Collected data entries
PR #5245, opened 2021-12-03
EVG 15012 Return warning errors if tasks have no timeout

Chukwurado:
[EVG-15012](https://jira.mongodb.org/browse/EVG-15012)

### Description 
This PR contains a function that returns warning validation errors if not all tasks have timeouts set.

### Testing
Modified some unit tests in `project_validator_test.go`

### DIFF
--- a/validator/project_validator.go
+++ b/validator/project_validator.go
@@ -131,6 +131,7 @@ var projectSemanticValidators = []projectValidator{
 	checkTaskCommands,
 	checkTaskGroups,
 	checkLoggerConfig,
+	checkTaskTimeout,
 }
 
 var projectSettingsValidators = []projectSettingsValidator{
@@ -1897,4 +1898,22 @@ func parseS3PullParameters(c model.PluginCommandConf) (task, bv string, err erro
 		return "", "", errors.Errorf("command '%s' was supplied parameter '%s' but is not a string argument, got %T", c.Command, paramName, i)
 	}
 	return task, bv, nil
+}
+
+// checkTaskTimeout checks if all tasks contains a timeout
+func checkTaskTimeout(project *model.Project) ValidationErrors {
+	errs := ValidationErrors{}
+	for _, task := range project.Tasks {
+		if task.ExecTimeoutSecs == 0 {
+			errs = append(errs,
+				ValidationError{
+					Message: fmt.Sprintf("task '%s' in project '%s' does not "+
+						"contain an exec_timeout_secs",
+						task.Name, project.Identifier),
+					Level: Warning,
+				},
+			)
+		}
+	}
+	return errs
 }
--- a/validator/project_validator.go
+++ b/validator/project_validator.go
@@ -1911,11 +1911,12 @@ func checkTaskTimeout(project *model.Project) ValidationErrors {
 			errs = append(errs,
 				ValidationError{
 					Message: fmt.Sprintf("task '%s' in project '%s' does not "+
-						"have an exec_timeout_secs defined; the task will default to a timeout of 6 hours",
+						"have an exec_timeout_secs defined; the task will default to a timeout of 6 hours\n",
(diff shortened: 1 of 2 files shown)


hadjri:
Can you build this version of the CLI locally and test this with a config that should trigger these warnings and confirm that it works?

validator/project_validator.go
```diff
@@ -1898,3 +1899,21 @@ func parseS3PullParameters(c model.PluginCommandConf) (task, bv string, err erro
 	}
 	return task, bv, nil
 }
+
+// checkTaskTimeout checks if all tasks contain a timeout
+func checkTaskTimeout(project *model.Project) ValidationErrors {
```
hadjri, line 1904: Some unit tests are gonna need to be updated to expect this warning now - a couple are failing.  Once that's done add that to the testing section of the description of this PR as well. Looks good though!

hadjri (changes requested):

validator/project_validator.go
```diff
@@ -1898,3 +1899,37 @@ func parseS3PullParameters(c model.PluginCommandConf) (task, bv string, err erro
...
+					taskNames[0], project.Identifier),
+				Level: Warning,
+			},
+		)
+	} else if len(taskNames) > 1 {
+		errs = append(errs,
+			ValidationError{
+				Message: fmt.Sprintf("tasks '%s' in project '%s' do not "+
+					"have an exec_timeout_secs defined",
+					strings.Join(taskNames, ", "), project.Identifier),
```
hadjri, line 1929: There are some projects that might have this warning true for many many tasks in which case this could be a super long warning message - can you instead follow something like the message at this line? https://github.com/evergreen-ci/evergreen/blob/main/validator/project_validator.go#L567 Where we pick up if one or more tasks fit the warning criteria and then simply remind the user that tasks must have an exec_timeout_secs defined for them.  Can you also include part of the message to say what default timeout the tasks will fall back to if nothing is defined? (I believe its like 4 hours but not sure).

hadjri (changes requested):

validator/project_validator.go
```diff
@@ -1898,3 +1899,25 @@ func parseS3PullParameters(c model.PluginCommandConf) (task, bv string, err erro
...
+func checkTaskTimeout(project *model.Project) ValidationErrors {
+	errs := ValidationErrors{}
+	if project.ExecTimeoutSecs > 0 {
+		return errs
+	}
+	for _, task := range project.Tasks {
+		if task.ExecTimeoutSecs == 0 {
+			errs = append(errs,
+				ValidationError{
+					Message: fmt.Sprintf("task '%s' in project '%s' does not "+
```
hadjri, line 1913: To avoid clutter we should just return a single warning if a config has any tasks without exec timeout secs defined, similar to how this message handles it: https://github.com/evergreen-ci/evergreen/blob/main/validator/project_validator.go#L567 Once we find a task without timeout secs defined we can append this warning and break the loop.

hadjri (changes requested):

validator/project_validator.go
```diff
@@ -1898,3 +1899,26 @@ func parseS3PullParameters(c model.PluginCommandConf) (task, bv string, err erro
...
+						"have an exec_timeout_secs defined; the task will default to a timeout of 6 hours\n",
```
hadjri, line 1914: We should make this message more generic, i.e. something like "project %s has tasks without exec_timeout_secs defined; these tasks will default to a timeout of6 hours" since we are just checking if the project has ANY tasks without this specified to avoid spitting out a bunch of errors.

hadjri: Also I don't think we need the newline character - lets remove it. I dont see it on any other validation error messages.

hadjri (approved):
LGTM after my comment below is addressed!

**Task details:**
What lines hold the string "taskNames"? Pick them out of the data.

**Task output:**
+					taskNames[0], project.Identifier),
+	} else if len(taskNames) > 1 {
+					strings.Join(taskNames, ", "), project.Identifier),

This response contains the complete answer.